Sehr geehrte Kolleginnen und Kollegen,

die Kommunen und die Bewohner:innen der Region um Halle und Leipzig sehen sich seit mehr als einem Jahr mit einem Antrag des Flughafens Leipzig-Halle auf ein Planfeststellungsverfahren konfrontiert. Mit diesem soll der Flughafen weiter ausgebaut werden. Dabei soll das sogenannte Vorfeld bei DHL erweitert werden, damit dort in möglichst kurzer Zeit und ohne Verzögerungen mehr Flugzeuge schnell abgefertigt werden können. Da schnippt also DHL mit dem Finger und der Flughafen springt, macht sich die das Ansinnen zu eigen. Damit einher geht eine massive Erhöhung des Frachtverkehrsaufkommens insgesamt aber vor allem in der Nacht. Wobei selbst die Prognosen für den Fall, dass ein Ausbau nicht genehmigt wird, von einem steigenden Frachtverkehrsaufkommen ausgehen. Auch hier wieder verstärkt in der Nacht.
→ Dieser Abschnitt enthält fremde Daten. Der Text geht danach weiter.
PR #5920, opened 2022-01-21
New retro templates

nickoferrall:
Fix #5890, fix #5891, fix #5892 

This PR adds new retro templates and prevents the template menu from scrolling up when you click on a menu item.

PR #5977, opened 2022-01-28
fix retro template scrolling

mattkrick:
fix for #5920

TEST
- [ ] have a list of 20+ retro templates. make the middle one active
- [ ] refresh & open the public template list. the active one is immediately visible without a scroll animation
- [ ] when you click any template items that are partially visible, they animate fully into view
- [ ] when you click any template items that are fully visible, no animation is applied

loom here: https://www.loom.com/share/69ecc2234fe64a3fbef064a064ffc457


nickoferrall (approved):
This looks great! Appreciate you sharing the journey through Loom

PR #5979, opened 2022-01-28
Added needed data dependencies to add agenda item mutation result

### LINKED ISSUE #5400: Check-in meeting navigation can't rejoin or click left nav item sometimes
We experience this ourselves during our check-in meetings.
Here's the meeting object that is borked: https://github.com/ParabolInc/action-devops/issues/73

## How to reproduce
Start a check-in meeting with 2 participants, the facilitator Fritz and Paula the participant. Add two agenda items, when on the first one Paula starts to write a comment and Fritz moves the meeting forward to the next item.
Paula stays on the first item and can finish their comment

## Expected behaviour
Paula can rejoin the meeting by either
1) pressing the "rejoin" button
2) selecting the active agenda item on the left

## Actual behaviour
Paula cannot move to another agenda item, neither by selecting it directly, nor by pressing "rejoin". Only refreshing the page works.

AC
- [ ] can navigate to items that i should be able to

Estimate: 4 hours

BartoszJarocki:
Fixes #5400.

This was a fun one. I went through the whole process of team subscriptions, updating the relay store, checking how `isInterruptingChickenPhase` works to find out that `AddAgendaItemMutation` does not fetch data needed to check if stage `isNavigable`. As a result, `navigateMeetingTeamUpdater` was updating the relay store with data that wasn't enough to handle navigation in some cases.

### DIFF
--- a/packages/client/mutations/AddAgendaItemMutation.ts
+++ b/packages/client/mutations/AddAgendaItemMutation.ts
@@ -26,7 +26,6 @@ graphql`
         ...ActionSidebarAgendaItemsSectionAgendaItemPhase @relay(mask: false)
         stages {
           ...ActionMeetingAgendaItemsStage @relay(mask: false)
-          # For useGotoStageId
           isNavigableByFacilitator
         }
       }
--- a/packages/client/mutations/AddAgendaItemMutation.ts
+++ b/packages/client/mutations/AddAgendaItemMutation.ts
@@ -21,14 +21,12 @@ graphql`
       }
     }
     meeting {
+      ...useGotoStageId_meeting
       phases {
         ...ActionSidebarAgendaItemsSectionAgendaItemPhase @relay(mask: false)
         stages {
           ...ActionMeetingAgendaItemsStage @relay(mask: false)
           # For useGotoStageId
-          id
-          isComplete
-          isNavigable
           isNavigableByFacilitator
         }
       }
--- a/packages/client/mutations/AddAgendaItemMutation.ts
+++ b/packages/client/mutations/AddAgendaItemMutation.ts
@@ -25,7 +25,10 @@ graphql`
         ...ActionSidebarAgendaItemsSectionAgendaItemPhase @relay(mask: false)
         stages {
           ...ActionMeetingAgendaItemsStage @relay(mask: false)
-          # For useMeetingGotoStageId
+          # For useGotoStageId
+          id
+          isComplete
+          isNavigable
           isNavigableByFacilitator
         }
       }
--- a/yarn.lock
+++ b/yarn.lock
@@ -2852,10 +2852,10 @@
     shortid "^2.2.12"
     tslib "^1.9.3"
 
-"@mattkrick/graphql-trebuchet-client@^2.2.0":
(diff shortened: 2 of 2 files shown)


BartoszJarocki:
@tianrunhe may I ask you to take a look?

packages/client/mutations/AddAgendaItemMutation.ts
```diff
@@ -25,7 +25,10 @@ graphql`
         ...ActionSidebarAgendaItemsSectionAgendaItemPhase @relay(mask: false)
         stages {
           ...ActionMeetingAgendaItemsStage @relay(mask: false)
-          # For useMeetingGotoStageId
+          # For useGotoStageId
+          id
+          isComplete
+          isNavigable
```
Dschoordsch, line 31: -1 It is better to make the dependency explicit so the relay compiler can tell us when something is not matching up
```
    meeting {
      ...useGotoStageId_meeting
      phases {
        ...ActionSidebarAgendaItemsSectionAgendaItemPhase @relay(mask: false)
        stages {
          ...ActionMeetingAgendaItemsStage @relay(mask: false)
          isNavigableByFacilitator
        }
      }
    }
  ```

**Review by Dschoordsch — CHANGES_REQUESTED** [review]
It's always the thing you check last ;-)

File: packages/client/mutations/AddAgendaItemMutation.ts (hunk 1 above)
Comment (BartoszJarocki) [reply packages/client/mutations/AddAgendaItemMutation.ts]: @Dschoordsch good point, fixed

**Comment by BartoszJarocki** [comment]
@Dschoordsch do you mind giving it another look?

File: packages/client/mutations/AddAgendaItemMutation.ts [hunk 2]
```diff
@@ -21,11 +21,12 @@ graphql`
...
     }
     meeting {
+      ...useGotoStageId_meeting
       phases {
         ...ActionSidebarAgendaItemsSectionAgendaItemPhase @relay(mask: false)
         stages {
           ...ActionMeetingAgendaItemsStage @relay(mask: false)
-          # For useMeetingGotoStageId
+          # For useGotoStageId
           isNavigableByFacilitator
```
Dschoordsch, line 30: -1 This is part of the `useGotoStageId_meeting` fragment and can be removed here.

Dschoordsch (changes requested):

packages/client/mutations/AddAgendaItemMutation.ts
BartoszJarocki: this was here before my changes so removing that could break _something_ unless we add `@relay(mask: false)`.

Dschoordsch: Fair point, then please update the comment accordingly.

BartoszJarocki: as `useMeetingGotoStageId` doesn't exist I guess it's best to just remove it

Dschoordsch (approved):
Tested, works
* rejoin by clicking on current agenda stage
* rejoin by clicking rejoin button

PR #5991, opened 2022-02-01
feat(analytics): create a canonical location to identify users with third-parties

blimmer:
This PR takes #5990 and expands upon it. The main goal here was to reduce the number of places we identify users with third-party integrations, like Segment, LogRocket, Datadog, etc.

The inspiration to work on this came out of what I learned implementing #5990.


packages/client/components/AnalyticsPage.tsx
```diff
@@ -57,17 +64,37 @@ if (__PRODUCTION__ && datadogClientToken && datadogApplicationId && datadogServi
...
+    setViewerInfo(analyticsQueryRes?.viewer)
+  }
+  useEffect(() => {
+    fetchViewerInfo()
+  }, [atmosphere.viewerId])
+  useEffect(() => {
+    setupLogRocket(viewerInfo)
+    identifyUserWithDatadog(viewerInfo)
+    identifyUserWithSegment(viewerInfo)
+    identifyUserWithSentry(viewerInfo)
```
blimmer, line 87: My main goal with this change was to reduce the number of places we were identifying users with third-parties. Now, whenever the `viewerInfo` changes (when it's set or removed with a log out), we have this single effect that calls into all the relevant `identify` methods.

Previously, this method contained a duplicated call to the server endpoint. This also cleaned up the `ErrorBoundary` component, by moving all user identification to this consolidated place. Now, when adding another third-party plugin that needs to identify the user, there's a single place to look.

packages/client/components/AnalyticsPage.tsx
```diff
@@ -157,7 +144,62 @@ const AnalyticsPage = () => {
...
+function identifyUserWithSegment(viewerInfo?: ViewerInfo) {
+  const segmentKey = window.__ACTION__.segment
+  if (!segmentKey) return
+  if (!viewerInfo) return
+
+  const {id, email} = viewerInfo
+  safeIdentify(id, email)
+}
+
+function setupLogRocket(viewerInfo?: ViewerInfo) {
```
blimmer, line 160: Currently, there are four distinct use cases where we init, identify and report to LogRocket. In all of these examples, "error prone" means "encountered an error that bubbled to the Error Boundary within the last 14 days".

1. Logged out and error prone
2. Logged in and error prone
3. Logged in and watched
4. Any user who encounters an error that bubbles the ErrorBoundary (this is also where the Error Prone flag is set).

This logic could be simplified if we simply initialized for all users, identifying the user based on the `viewerInfo` properties set. However, I'm assuming the reason we don't do this today is because LogRocket charges per-session. 

To make this all simpler, I created a simple `LogRocketManager` class. This allows me to call `setUser` on the class whenever it changes. Then, whenever the LogRocket SDK is initialized, it'll use whatever user is current upon initialization.

packages/client/components/AnalyticsPage.tsx
```diff
@@ -157,7 +144,62 @@ const AnalyticsPage = () => {
...
+      id,
+      email,
+      isWatched
+    })
+  } else {
+    datadogRum.removeUser()
+  }
+}
+
+function identifyUserWithSentry(viewerInfo?: ViewerInfo) {
```
blimmer, line 192: I moved this out of `ErrorBoundary` and into this component so everything's in one place.

packages/client/components/ErrorBoundary.tsx
```diff
@@ -25,21 +23,11 @@ class ErrorBoundary extends Component<Props, State> {
   }
 
   componentDidCatch(error: Error, errorInfo: ErrorInfo) {
-    const {atmosphere} = this.props
```
blimmer, line 28: By creating the `LogRocketManager` class and moving the Sentry user identification into `AnalyticsPage`, we no longer need to reach into the Atmosphere class to fetch this information when an error occurs.

packages/client/components/ErrorBoundary.tsx
```diff
@@ -25,21 +23,11 @@ class ErrorBoundary extends Component<Props, State> {
...
-    const {viewerId} = atmosphere
-    const store = atmosphere.getStore()
-    const email = (store as any)?._recordSource?._records?.[viewerId]?.email ?? ''
```
blimmer, line 31: I don't think this was working, in general, before:

Screen Shot 2022-02-01 at 2 03 27 PM

because `_records` is a `Map`, you have to use `.get` as opposed to `[]` syntax.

Lassen Sie uns nun mal gedanklich einen Blick hinter die Kulissen werfen bzw. hinter die Fenster der Betroffenen schauen. Es ist gegen 22:00 Uhr und so mancher beschließt den Tag, um am nächsten Tag wieder seinen Dingen nachzugehen. Während in vielen Gebieten die Menschen die Fenster zu Schlaf- und Kinderzimmern öffnen, schließen die meisten Menschen in der Region die Fenster, denn ab jetzt werden innerhalb von ca. 3 Stunden etwa 75 bis 80 Flugzeuge landen, um dann zwischen 3:00 und 6:00 Uhr wieder zu starten. Das bei geöffnetem Fenster ohne aufzuwachen durchzuhalten, ist nur wenigen vergönnt. Gesund ist es aber auch für jene, die durchschlafen können, auf keinen Fall. Aber da wären ja noch die vom Flughafen vor zehn Jahren auf Antrag eingebauten Lüfter, zumindest in den wenigen Gemeinden und Ortschaften der sogenannten Nachtflugzone. Ehrlich gesagt kenne ich in meiner Nachbarschaft kaum einen, der diese Lüfter heute noch betreibt. Denn sie fressen Strom und das in mehreren Zimmern. Sie sind inzwischen völlig veraltet und müssten ausgetauscht werden. Und für die Wartung muss man selbst aufkommen. Also zum Lärm noch Kosten über Kosten, nur weil hier im Land und im benachbarten Sachsen unbedingt an der Nachtfluggenehmigung für den Frachtverkehr festgehalten wird. Und wenn wir dann schon mal beim Lärm sind, so sprechen wir in der unmittelbaren Umgebung, also Kabelsketal, Schkopau auf sachsen-anhaltischer Seite von Lärmereignissen von mehr als 64 Dezibel bis 88 Dezibel als Maximalpegel. Diese treten nach den statistischen Daten von 2018 in Großkugel insgesamt so oft auf, wie Flugbewegungen registriert sind, als um die 150 Mal pro Nacht! Und das soll jetzt weiter ausgebaut werden. Weitere 30 Starts und Landungen in den genannten kleinen Zeitfenstern und damit durchschnittlich alle 100 Sekunden sollen nach dem Willen von DHL hinzukommen -pro Nacht! Dazu kommt, dass der Anteil der Großraumflugzeuge, die wesentlich lauter sind, enorm steigen soll. Von diesen Lärmbelastungen sind 240.000 Menschen stark bis sehr stark und im Großraum ca. 1,5 Millionen Menschen insgesamt betroffen. Übrigens haben von den 240.000 nur 23.000 Lärmschutzfenster erhalten.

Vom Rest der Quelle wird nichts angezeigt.